* _REQUIREMENT_
Extract, unchanged, every line from the top of the material below through the line with "Lets make build", and no more.
=== DATA SUPPLIED ===
PR #725, opened 2020-08-17
Datastore save or update

Eunovo:
### Description

Implementation of `saveOrUpdate` for both IDB and WebSQL

##### Checklist

- [x] `npm test` passes
- [x] `npm run build` works
- [x] tests are included

### DIFF
--- a/packages/datastore/datastore/src/storage/adapters/indexedDB/IndexedDBStorageAdapter.ts
+++ b/packages/datastore/datastore/src/storage/adapters/indexedDB/IndexedDBStorageAdapter.ts
@@ -110,10 +110,10 @@ export class IndexedDBStorageAdapter implements StorageAdapter {
 
   public async save(storeName: string, input: any) {
     const store = await this.getStore(storeName);
-    // TODO hardcoded id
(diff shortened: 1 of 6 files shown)


packages/datastore/datastore/src/storage/adapters/indexedDB/IndexedDBStorageAdapter.ts
```diff
@@ -162,9 +162,34 @@ export class IndexedDBStorageAdapter implements StorageAdapter {
 
   public async updateById(storeName: string, input: any, id: string) {
     const store = await this.getStore(storeName);
-    const primaryKey = getPrimaryKey(this.stores, storeName); // TODO keypath could be an array
-    await this.convertToPromise<IDBValidKey>(store.put({ ...input, [primaryKey]: id }));
-    return this.convertToPromise(store.get(id));
+    const primaryKey = getPrimaryKey(this.stores, storeName);
```
wtrocki, line 165: I think `getPrimaryKey` should be part of the model. Also see getPrimaryKeyFilter that I have added to model. 

I think I will refactor this after we merge.

wtrocki:
how this affect our hooks. DO we need extra issue to cover this?

PR #741, opened 2020-08-18
New datastore cli

Eunovo:
### Description

Use GraphbackPluginEngine(not GraphbackGenerator as previously suggested) to generate code so users are not forced to install graphback

##### Checklist

- [x] `npm test` passes
- [x] `npm run build` works
- [x] tests are included


Eunovo:
@wtrocki  We can't use GraphbackGenerator because it tries to load plugins as modules that are defined in package.json

Eunovo:
I added https://github.com/aerogear/offix/blob/new-datastore-cli/packages/datastore/datastore-codegen/tests/Cli.test.ts
to help with verification but its failing on CircleCI

wtrocki:
Lets make build pass and merge. There are some things missing but we need to work on rebased branch

PR #69, opened 2022-09-09
Use id 299/data groups

hannesschaletzky:
Data groups will be injected into the EidService through the constructor. No usage of WebFlux Context or SecurityContextHolder or RequestContextHolder... 
For this, the EidService is not a Bean anymore, but will be instantiated by the controller in the route. 
This has the very important advantage that each service is bound to a request, which in a a singleton class pattern could have leaded to potential problems when under high load the data groups will be written to a single class and not per request to an own instance. 

image

image

🚀🚀🚀🚀🚀


src/test/kotlin/de/bund/digitalservice/useid/eidservice/EidServiceTest.kt
```diff
@@ -13,13 +17,32 @@ import org.springframework.context.annotation.Import
...
+        assertEquals(operations.givenNames, required)
+        assertEquals(operations.nationality, required)
+    }
+
+    @Test
+    fun `getWebserviceRequest throws IllegalStateException when passed invalid list items as data groups`() {
+        val eidService = EidService(config, listOf("iAmInvalid", "meToo"))
+        Assertions.assertThrows(IllegalStateException::class.java) {
+            eidService.webserviceRequest.useOperations
+        }
```
pgurusinga, line 46: do we have a case where we use forbidden data groups? let's say GST uses DG1 and DG2 but actually they mistakenly use DG4 and DG5?

mpanne (approved):

src/test/kotlin/de/bund/digitalservice/useid/eidservice/EidServiceTest.kt
hannesschaletzky: This exception would only be thrown after the setup, since the data groups will not change per request. 
They will be statically fetched from the env vars.

pgurusinga (approved):

PR #73, opened 2022-09-14
USEID-434 Update design of the widget

pgurusinga:


src/main/kotlin/de/bund/digitalservice/useid/statics/WidgetController.kt
```diff
@@ -9,4 +9,7 @@ import reactor.core.publisher.Mono
 class WidgetController {
     @GetMapping("/widget")
     fun widget(model: Model): Mono<String> = Mono.just("widget")
+
+    @GetMapping("/incompatible")
```
pgurusinga, line 13: still unsure with the naming. `/not-supported` ?

hannesschaletzky: /not-supported sounds a bit smoother. But really unsure about this as well

src/main/resources/static/css/widget.css
```diff
@@ -119,9 +126,62 @@ h2 {
...
+    box-shadow:         0 0 0 4px #fff, 0 0 0 8px #004b76;
+}
 .identify h2 {
     margin: 0;
 }
 .widget {
     max-width: 400px;
 }
+
+/*INCOMPATIBLE PAGE*/
```
hannesschaletzky, line 141: Then you'd need to change it here and downwards as well.

hannesschaletzky (approved):
Looks good!

PR #76, opened 2022-09-16
Useid 311/apikey security layer get identity

hannesschaletzky:
`.onErrorReturn({ e -> e is SecurityException }, ResponseEntity.status(HttpStatus.UNAUTHORIZED).body(null))`
In order for us to handle/catch different error types in the subscriber chain, we can add a predicate in `onErrorReturn` which lets us specify the return value according to the error thrown. 
Due to the fact that the route is secured with an APIKey, we can easily read the dataGroups through the `authentication.details as ApiKeyDetails` and have a smooth and sound solution without adding a new parameter into the `IdentificationSession`

Let me know what you guys think of the solution. Tried to test everything accordingly. 
Cheers & have a nice weekend 🚀

### DIFF
--- a/src/main/kotlin/de/bund/digitalservice/useid/identification/IdentificationSessionsController.kt
+++ b/src/main/kotlin/de/bund/digitalservice/useid/identification/IdentificationSessionsController.kt
@@ -12,6 +12,7 @@ import org.springframework.http.MediaType
 import org.springframework.http.ResponseEntity
 import org.springframework.http.server.reactive.ServerHttpRequest
 import org.springframework.security.core.Authentication
+import org.springframework.security.web.authentication.session.SessionAuthenticationException
 import org.springframework.web.bind.annotation.GetMapping
 import org.springframework.web.bind.annotation.PathVariable
 import org.springframework.web.bind.annotation.PostMapping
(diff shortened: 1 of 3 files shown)


src/main/kotlin/de/bund/digitalservice/useid/identification/IdentificationSessionsController.kt
```diff
@@ -100,16 +100,22 @@ class IdentificationSessionsController(
...
         */
+        val apiKeyDetails = authentication.details as ApiKeyDetails
         val getIdentityResult = Mono.fromCallable {
             val eidService = EidService(config)
             eidService.getEidInformation(eIDSessionId.toString())
         }
         return identificationSessionService.findByEIDSessionId(eIDSessionId)
+            .doOnNext {
+                if (apiKeyDetails.refreshAddress != it.refreshAddress) {
+                    throw SecurityException("APIKey unauthorized")
```
mpanne, line 116: The `SecurityException` docs say "Thrown by the security manager to indicate a security violation." which is not really the case here. Hence, I would recommend to use Springs `AuthenticationException` which is "Abstract superclass for all exceptions related to an Authentication object being invalid for whatever reason." or use an appropriate subclass. Furthermore, I would suggest to add some more info to the exception message since the message will not be externalized but might help us when debugging or understanding the code.

```suggestion
                    throw AuthenticationException("API key differs from the API key used to start the identification session.")
```

mpanne (approved):
Nice and short solution. Like it!

src/main/kotlin/de/bund/digitalservice/useid/identification/IdentificationSessionsController.kt
hannesschaletzky: Yes. Been looking into the [AuthenticationException](https://docs.spring.io/spring-security/site/docs/current/api/org/springframework/security/core/AuthenticationException.html ) as well, but it is an abstract class and we cannot throw that with an individual message. 
So I figured that the [SessionAutheticationException](https://docs.spring.io/spring-security/site/docs/current/api/org/springframework/security/web/authentication/session/SessionAuthenticationException.html) can be instantiated and looks good for that use case.

PR #78, opened 2022-09-19
Add prometheus

phuesler:
In order to be able to track application metrics

```
curl localhost:8080/actuator/prometheus.
```

We will have to block access to the metrics on the ingress/api gateway or similar


pgurusinga (approved):

mpanne (approved):
Meanwhile two new controllers have been added where the `@Timed` annotation should be added. The `RefreshController` and the `WellKnownController`.

PR #79, opened 2022-09-20
USEID-392 Make refresh address passing same-origin-policy with subject URL

pgurusinga:
## Problem
Since the technical guideline describes, that refresh address should respect same origin policy, therefor we cannot use eService address directly.

## Proposed changes
1. Add `/refresh` endpoint as a proxy

### DIFF
--- a/src/main/kotlin/de/bund/digitalservice/useid/refresh/RefreshController.kt
+++ b/src/main/kotlin/de/bund/digitalservice/useid/refresh/RefreshController.kt
@@ -19,10 +19,10 @@ class RefreshController(private val identificationSessionService: Identification
     private val log = KotlinLogging.logger {}
 
     @GetMapping
-    fun redirectService(@RequestParam sessionId: UUID): Mono<ResponseEntity<Unit>> {
-        return identificationSessionService.findByEIDSessionId(sessionId)
-            .doOnError { exception ->
-                log.error { "error occurred while checking $sessionId;\n ${exception.message}" }
+    fun redirectToEServiceRefreshAddress(@RequestParam("sessionId") eIDSessionId: UUID): Mono<ResponseEntity<Unit>> {
+        return identificationSessionService.findByEIDSessionId(eIDSessionId)
+            .doOnError {
+                log.error("Failed to load identification session with eIDSessionId: $eIDSessionId", it)
             }
             .map {
                 ResponseEntity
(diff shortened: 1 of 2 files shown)


src/main/kotlin/de/bund/digitalservice/useid/refresh/RefreshController.kt
```diff
@@ -0,0 +1,38 @@
...
+class RefreshController(private val identificationSessionService: IdentificationSessionService) {
+
+    private val log = KotlinLogging.logger {}
+
+    @GetMapping
+    fun redirectService(@RequestParam sessionId: UUID): Mono<ResponseEntity<Unit>> {
+        return identificationSessionService.findByEIDSessionId(sessionId)
+            .doOnError { exception ->
+                log.error { "error occurred while checking $sessionId;\n ${exception.message}" }
+            }
```
mpanne, line 26: Even if it's a little longer that way, I would make the naming a little bit more explicit. And please log the whole exception, not only the exception message (by providing it to the log message as last parameter). Otherwise the stack trace will not be logged.  

```suggestion
    fun redirectToEServiceRefreshAddress(@RequestParam("sessionId") eIDSessionId: UUID): Mono<ResponseEntity<Unit>> {
        return identificationSessionService.findByEIDSessionId(eIDSessionId)
            .doOnError {
                log.error("Failed to load identification session with eIDSessionId: $eIDSessionId", it)
            }
```

src/main/kotlin/de/bund/digitalservice/useid/refresh/RefreshController.kt
```diff
@@ -0,0 +1,38 @@
...
+            .map {
+                ResponseEntity
+                    .status(HttpStatus.SEE_OTHER)
```
mpanne, line 29: 303 SEE OTHERS is "Used to redirect after a PUT or a POST, so that refreshing the result page doesn't re-trigger the operation." ([see here](https://developer.mozilla.org/en-US/docs/Web/HTTP/Redirections))
So I would suggest to use 301.

mpanne (changes requested):

src/main/kotlin/de/bund/digitalservice/useid/refresh/RefreshController.kt
pgurusinga: After discussion, we keep the 303 SEE OTHERS based on the behaviour of `redirect:` from Spring

mpanne (approved):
===
* _EXERCISE SOLUTION_
PR #725, opened 2020-08-17
Datastore save or update

Eunovo:
### Description

Implementation of `saveOrUpdate` for both IDB and WebSQL

##### Checklist

- [x] `npm test` passes
- [x] `npm run build` works
- [x] tests are included

### DIFF
--- a/packages/datastore/datastore/src/storage/adapters/indexedDB/IndexedDBStorageAdapter.ts
+++ b/packages/datastore/datastore/src/storage/adapters/indexedDB/IndexedDBStorageAdapter.ts
@@ -110,10 +110,10 @@ export class IndexedDBStorageAdapter implements StorageAdapter {
 
   public async save(storeName: string, input: any) {
     const store = await this.getStore(storeName);
-    // TODO hardcoded id
(diff shortened: 1 of 6 files shown)


packages/datastore/datastore/src/storage/adapters/indexedDB/IndexedDBStorageAdapter.ts
```diff
@@ -162,9 +162,34 @@ export class IndexedDBStorageAdapter implements StorageAdapter {
 
   public async updateById(storeName: string, input: any, id: string) {
     const store = await this.getStore(storeName);
-    const primaryKey = getPrimaryKey(this.stores, storeName); // TODO keypath could be an array
-    await this.convertToPromise<IDBValidKey>(store.put({ ...input, [primaryKey]: id }));
-    return this.convertToPromise(store.get(id));
+    const primaryKey = getPrimaryKey(this.stores, storeName);
```
wtrocki, line 165: I think `getPrimaryKey` should be part of the model. Also see getPrimaryKeyFilter that I have added to model. 

I think I will refactor this after we merge.

wtrocki:
how this affect our hooks. DO we need extra issue to cover this?

PR #741, opened 2020-08-18
New datastore cli

Eunovo:
### Description

Use GraphbackPluginEngine(not GraphbackGenerator as previously suggested) to generate code so users are not forced to install graphback

##### Checklist

- [x] `npm test` passes
- [x] `npm run build` works
- [x] tests are included


Eunovo:
@wtrocki  We can't use GraphbackGenerator because it tries to load plugins as modules that are defined in package.json

Eunovo:
I added https://github.com/aerogear/offix/blob/new-datastore-cli/packages/datastore/datastore-codegen/tests/Cli.test.ts
to help with verification but its failing on CircleCI

wtrocki:
Lets make build pass and merge. There are some things missing but we need to work on rebased branch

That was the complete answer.